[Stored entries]
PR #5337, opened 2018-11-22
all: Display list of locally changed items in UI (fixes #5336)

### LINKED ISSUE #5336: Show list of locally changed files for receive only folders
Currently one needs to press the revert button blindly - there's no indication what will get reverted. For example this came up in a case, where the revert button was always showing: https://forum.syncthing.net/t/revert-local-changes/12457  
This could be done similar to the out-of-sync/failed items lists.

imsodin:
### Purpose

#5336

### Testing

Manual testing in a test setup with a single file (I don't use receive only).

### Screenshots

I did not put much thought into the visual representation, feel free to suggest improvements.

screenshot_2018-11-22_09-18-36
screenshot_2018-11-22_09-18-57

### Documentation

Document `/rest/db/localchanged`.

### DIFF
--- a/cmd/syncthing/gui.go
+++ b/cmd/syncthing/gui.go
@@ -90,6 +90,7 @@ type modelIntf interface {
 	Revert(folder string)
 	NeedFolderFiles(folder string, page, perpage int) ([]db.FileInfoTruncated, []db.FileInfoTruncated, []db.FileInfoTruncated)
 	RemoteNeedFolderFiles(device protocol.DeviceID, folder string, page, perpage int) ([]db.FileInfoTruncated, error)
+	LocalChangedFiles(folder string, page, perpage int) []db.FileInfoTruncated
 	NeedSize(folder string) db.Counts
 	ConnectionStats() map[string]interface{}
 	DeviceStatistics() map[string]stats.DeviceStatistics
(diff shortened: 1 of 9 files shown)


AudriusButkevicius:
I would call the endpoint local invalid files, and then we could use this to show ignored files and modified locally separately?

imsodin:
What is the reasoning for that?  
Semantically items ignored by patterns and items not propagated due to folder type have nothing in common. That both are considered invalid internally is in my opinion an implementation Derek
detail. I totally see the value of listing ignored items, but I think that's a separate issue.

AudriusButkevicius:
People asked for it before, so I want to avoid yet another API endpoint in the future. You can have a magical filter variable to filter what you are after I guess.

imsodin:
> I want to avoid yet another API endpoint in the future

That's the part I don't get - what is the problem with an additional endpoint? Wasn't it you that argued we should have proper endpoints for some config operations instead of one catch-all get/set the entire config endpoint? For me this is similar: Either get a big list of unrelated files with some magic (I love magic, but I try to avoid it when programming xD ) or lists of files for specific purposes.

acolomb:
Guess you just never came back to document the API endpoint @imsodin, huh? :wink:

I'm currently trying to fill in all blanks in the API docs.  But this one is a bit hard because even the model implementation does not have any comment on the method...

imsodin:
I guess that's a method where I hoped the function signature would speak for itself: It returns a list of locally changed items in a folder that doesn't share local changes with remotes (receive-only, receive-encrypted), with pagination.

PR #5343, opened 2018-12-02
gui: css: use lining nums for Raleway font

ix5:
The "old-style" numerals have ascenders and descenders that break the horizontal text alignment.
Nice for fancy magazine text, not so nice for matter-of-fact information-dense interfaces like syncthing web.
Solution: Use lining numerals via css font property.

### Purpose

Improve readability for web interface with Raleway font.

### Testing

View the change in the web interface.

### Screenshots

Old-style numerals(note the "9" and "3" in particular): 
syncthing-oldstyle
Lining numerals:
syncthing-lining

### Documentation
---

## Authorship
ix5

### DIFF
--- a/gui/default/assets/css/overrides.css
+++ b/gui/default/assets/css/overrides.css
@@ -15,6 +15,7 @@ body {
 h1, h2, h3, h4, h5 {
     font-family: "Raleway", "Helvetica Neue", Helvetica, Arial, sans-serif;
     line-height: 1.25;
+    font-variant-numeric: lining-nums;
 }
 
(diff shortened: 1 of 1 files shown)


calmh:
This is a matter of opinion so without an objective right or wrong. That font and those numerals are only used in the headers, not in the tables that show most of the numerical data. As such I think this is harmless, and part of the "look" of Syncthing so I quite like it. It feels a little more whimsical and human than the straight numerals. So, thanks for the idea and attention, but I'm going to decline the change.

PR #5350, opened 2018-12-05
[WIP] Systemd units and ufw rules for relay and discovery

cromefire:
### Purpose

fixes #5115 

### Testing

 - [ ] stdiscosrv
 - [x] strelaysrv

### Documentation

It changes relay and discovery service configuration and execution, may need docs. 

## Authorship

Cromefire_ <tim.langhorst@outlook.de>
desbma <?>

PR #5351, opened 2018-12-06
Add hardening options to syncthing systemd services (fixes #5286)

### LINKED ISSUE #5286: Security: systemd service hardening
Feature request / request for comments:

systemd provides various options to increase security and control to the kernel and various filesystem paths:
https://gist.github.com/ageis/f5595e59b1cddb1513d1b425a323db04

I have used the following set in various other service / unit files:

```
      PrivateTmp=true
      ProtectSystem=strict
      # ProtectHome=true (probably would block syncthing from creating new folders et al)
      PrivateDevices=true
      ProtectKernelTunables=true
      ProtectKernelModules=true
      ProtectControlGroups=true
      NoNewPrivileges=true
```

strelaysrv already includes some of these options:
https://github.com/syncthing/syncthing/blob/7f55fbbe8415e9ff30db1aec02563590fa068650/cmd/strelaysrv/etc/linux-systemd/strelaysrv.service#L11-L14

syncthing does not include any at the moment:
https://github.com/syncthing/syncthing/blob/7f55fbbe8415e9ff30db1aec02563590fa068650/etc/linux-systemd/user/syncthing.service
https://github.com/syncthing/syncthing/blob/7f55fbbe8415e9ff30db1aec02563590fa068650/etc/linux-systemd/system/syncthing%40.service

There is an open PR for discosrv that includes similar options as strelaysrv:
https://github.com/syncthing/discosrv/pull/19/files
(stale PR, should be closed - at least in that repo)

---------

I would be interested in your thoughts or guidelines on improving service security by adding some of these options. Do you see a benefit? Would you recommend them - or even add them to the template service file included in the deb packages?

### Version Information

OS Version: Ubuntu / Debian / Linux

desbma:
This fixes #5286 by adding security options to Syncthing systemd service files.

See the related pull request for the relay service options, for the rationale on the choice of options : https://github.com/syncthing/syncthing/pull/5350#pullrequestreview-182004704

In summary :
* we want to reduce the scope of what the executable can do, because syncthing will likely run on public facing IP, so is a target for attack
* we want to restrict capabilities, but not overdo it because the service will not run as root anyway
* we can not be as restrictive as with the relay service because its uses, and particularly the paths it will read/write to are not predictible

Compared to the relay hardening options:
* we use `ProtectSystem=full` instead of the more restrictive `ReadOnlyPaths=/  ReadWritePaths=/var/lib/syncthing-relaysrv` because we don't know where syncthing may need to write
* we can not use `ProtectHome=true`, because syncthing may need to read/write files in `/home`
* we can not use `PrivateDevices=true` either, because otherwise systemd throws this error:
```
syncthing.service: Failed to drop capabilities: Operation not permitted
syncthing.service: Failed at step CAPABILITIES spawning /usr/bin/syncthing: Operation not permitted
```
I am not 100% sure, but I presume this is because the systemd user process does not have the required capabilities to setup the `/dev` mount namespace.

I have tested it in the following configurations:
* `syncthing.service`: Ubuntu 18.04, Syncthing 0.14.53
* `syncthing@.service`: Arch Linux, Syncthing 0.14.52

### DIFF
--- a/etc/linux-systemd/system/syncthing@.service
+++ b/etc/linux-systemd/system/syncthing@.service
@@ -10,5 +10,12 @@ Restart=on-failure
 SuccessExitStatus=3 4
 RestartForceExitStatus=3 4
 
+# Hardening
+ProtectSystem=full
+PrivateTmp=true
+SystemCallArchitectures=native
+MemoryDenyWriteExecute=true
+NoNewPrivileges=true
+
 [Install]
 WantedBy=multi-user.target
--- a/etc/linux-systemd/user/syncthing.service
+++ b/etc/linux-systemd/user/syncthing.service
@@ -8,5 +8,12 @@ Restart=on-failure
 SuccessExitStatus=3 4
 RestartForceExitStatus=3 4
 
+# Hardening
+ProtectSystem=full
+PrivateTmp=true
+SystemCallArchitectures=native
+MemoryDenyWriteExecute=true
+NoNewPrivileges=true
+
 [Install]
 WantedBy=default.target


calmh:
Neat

> _What is needed_
Output the records verbatim, from the first line to the last.

> _Solution for this exercise_
PR #5337, opened 2018-11-22
all: Display list of locally changed items in UI (fixes #5336)

### LINKED ISSUE #5336: Show list of locally changed files for receive only folders
Currently one needs to press the revert button blindly - there's no indication what will get reverted. For example this came up in a case, where the revert button was always showing: https://forum.syncthing.net/t/revert-local-changes/12457  
This could be done similar to the out-of-sync/failed items lists.

imsodin:
### Purpose

#5336

### Testing

Manual testing in a test setup with a single file (I don't use receive only).

### Screenshots

I did not put much thought into the visual representation, feel free to suggest improvements.

screenshot_2018-11-22_09-18-36
screenshot_2018-11-22_09-18-57

### Documentation

Document `/rest/db/localchanged`.

### DIFF
--- a/cmd/syncthing/gui.go
+++ b/cmd/syncthing/gui.go
@@ -90,6 +90,7 @@ type modelIntf interface {
 	Revert(folder string)
 	NeedFolderFiles(folder string, page, perpage int) ([]db.FileInfoTruncated, []db.FileInfoTruncated, []db.FileInfoTruncated)
 	RemoteNeedFolderFiles(device protocol.DeviceID, folder string, page, perpage int) ([]db.FileInfoTruncated, error)
+	LocalChangedFiles(folder string, page, perpage int) []db.FileInfoTruncated
 	NeedSize(folder string) db.Counts
 	ConnectionStats() map[string]interface{}
 	DeviceStatistics() map[string]stats.DeviceStatistics
(diff shortened: 1 of 9 files shown)


AudriusButkevicius:
I would call the endpoint local invalid files, and then we could use this to show ignored files and modified locally separately?

imsodin:
What is the reasoning for that?  
Semantically items ignored by patterns and items not propagated due to folder type have nothing in common. That both are considered invalid internally is in my opinion an implementation Derek
detail. I totally see the value of listing ignored items, but I think that's a separate issue.

AudriusButkevicius:
People asked for it before, so I want to avoid yet another API endpoint in the future. You can have a magical filter variable to filter what you are after I guess.

imsodin:
> I want to avoid yet another API endpoint in the future

That's the part I don't get - what is the problem with an additional endpoint? Wasn't it you that argued we should have proper endpoints for some config operations instead of one catch-all get/set the entire config endpoint? For me this is similar: Either get a big list of unrelated files with some magic (I love magic, but I try to avoid it when programming xD ) or lists of files for specific purposes.

acolomb:
Guess you just never came back to document the API endpoint @imsodin, huh? :wink:

I'm currently trying to fill in all blanks in the API docs.  But this one is a bit hard because even the model implementation does not have any comment on the method...

imsodin:
I guess that's a method where I hoped the function signature would speak for itself: It returns a list of locally changed items in a folder that doesn't share local changes with remotes (receive-only, receive-encrypted), with pagination.

PR #5343, opened 2018-12-02
gui: css: use lining nums for Raleway font

ix5:
The "old-style" numerals have ascenders and descenders that break the horizontal text alignment.
Nice for fancy magazine text, not so nice for matter-of-fact information-dense interfaces like syncthing web.
Solution: Use lining numerals via css font property.

### Purpose

Improve readability for web interface with Raleway font.

### Testing

View the change in the web interface.

### Screenshots

Old-style numerals(note the "9" and "3" in particular): 
syncthing-oldstyle
Lining numerals:
syncthing-lining

### Documentation
---

## Authorship
ix5

### DIFF
--- a/gui/default/assets/css/overrides.css
+++ b/gui/default/assets/css/overrides.css
@@ -15,6 +15,7 @@ body {
 h1, h2, h3, h4, h5 {
     font-family: "Raleway", "Helvetica Neue", Helvetica, Arial, sans-serif;
     line-height: 1.25;
+    font-variant-numeric: lining-nums;
 }
 
(diff shortened: 1 of 1 files shown)


calmh:
This is a matter of opinion so without an objective right or wrong. That font and those numerals are only used in the headers, not in the tables that show most of the numerical data. As such I think this is harmless, and part of the "look" of Syncthing so I quite like it. It feels a little more whimsical and human than the straight numerals. So, thanks for the idea and attention, but I'm going to decline the change.

PR #5350, opened 2018-12-05
[WIP] Systemd units and ufw rules for relay and discovery

cromefire:
### Purpose

fixes #5115 

### Testing

 - [ ] stdiscosrv
 - [x] strelaysrv

### Documentation

It changes relay and discovery service configuration and execution, may need docs. 

## Authorship

Cromefire_ <tim.langhorst@outlook.de>
desbma <?>

PR #5351, opened 2018-12-06
Add hardening options to syncthing systemd services (fixes #5286)

### LINKED ISSUE #5286: Security: systemd service hardening
Feature request / request for comments:

systemd provides various options to increase security and control to the kernel and various filesystem paths:
https://gist.github.com/ageis/f5595e59b1cddb1513d1b425a323db04

I have used the following set in various other service / unit files:

```
      PrivateTmp=true
      ProtectSystem=strict
      # ProtectHome=true (probably would block syncthing from creating new folders et al)
      PrivateDevices=true
      ProtectKernelTunables=true
      ProtectKernelModules=true
      ProtectControlGroups=true
      NoNewPrivileges=true
```

strelaysrv already includes some of these options:
https://github.com/syncthing/syncthing/blob/7f55fbbe8415e9ff30db1aec02563590fa068650/cmd/strelaysrv/etc/linux-systemd/strelaysrv.service#L11-L14

syncthing does not include any at the moment:
https://github.com/syncthing/syncthing/blob/7f55fbbe8415e9ff30db1aec02563590fa068650/etc/linux-systemd/user/syncthing.service
https://github.com/syncthing/syncthing/blob/7f55fbbe8415e9ff30db1aec02563590fa068650/etc/linux-systemd/system/syncthing%40.service

There is an open PR for discosrv that includes similar options as strelaysrv:
https://github.com/syncthing/discosrv/pull/19/files
(stale PR, should be closed - at least in that repo)

---------

I would be interested in your thoughts or guidelines on improving service security by adding some of these options. Do you see a benefit? Would you recommend them - or even add them to the template service file included in the deb packages?

### Version Information

OS Version: Ubuntu / Debian / Linux

desbma:
This fixes #5286 by adding security options to Syncthing systemd service files.

See the related pull request for the relay service options, for the rationale on the choice of options : https://github.com/syncthing/syncthing/pull/5350#pullrequestreview-182004704

In summary :
* we want to reduce the scope of what the executable can do, because syncthing will likely run on public facing IP, so is a target for attack
* we want to restrict capabilities, but not overdo it because the service will not run as root anyway
* we can not be as restrictive as with the relay service because its uses, and particularly the paths it will read/write to are not predictible

Compared to the relay hardening options:
* we use `ProtectSystem=full` instead of the more restrictive `ReadOnlyPaths=/  ReadWritePaths=/var/lib/syncthing-relaysrv` because we don't know where syncthing may need to write
* we can not use `ProtectHome=true`, because syncthing may need to read/write files in `/home`
* we can not use `PrivateDevices=true` either, because otherwise systemd throws this error:
```
syncthing.service: Failed to drop capabilities: Operation not permitted
syncthing.service: Failed at step CAPABILITIES spawning /usr/bin/syncthing: Operation not permitted
```
I am not 100% sure, but I presume this is because the systemd user process does not have the required capabilities to setup the `/dev` mount namespace.

I have tested it in the following configurations:
* `syncthing.service`: Ubuntu 18.04, Syncthing 0.14.53
* `syncthing@.service`: Arch Linux, Syncthing 0.14.52

### DIFF
--- a/etc/linux-systemd/system/syncthing@.service
+++ b/etc/linux-systemd/system/syncthing@.service
@@ -10,5 +10,12 @@ Restart=on-failure
 SuccessExitStatus=3 4
 RestartForceExitStatus=3 4
 
+# Hardening
+ProtectSystem=full
+PrivateTmp=true
+SystemCallArchitectures=native
+MemoryDenyWriteExecute=true
+NoNewPrivileges=true
+
 [Install]
 WantedBy=multi-user.target
--- a/etc/linux-systemd/user/syncthing.service
+++ b/etc/linux-systemd/user/syncthing.service
@@ -8,5 +8,12 @@ Restart=on-failure
 SuccessExitStatus=3 4
 RestartForceExitStatus=3 4
 
+# Hardening
+ProtectSystem=full
+PrivateTmp=true
+SystemCallArchitectures=native
+MemoryDenyWriteExecute=true
+NoNewPrivileges=true
+
 [Install]
 WantedBy=default.target


calmh:
Neat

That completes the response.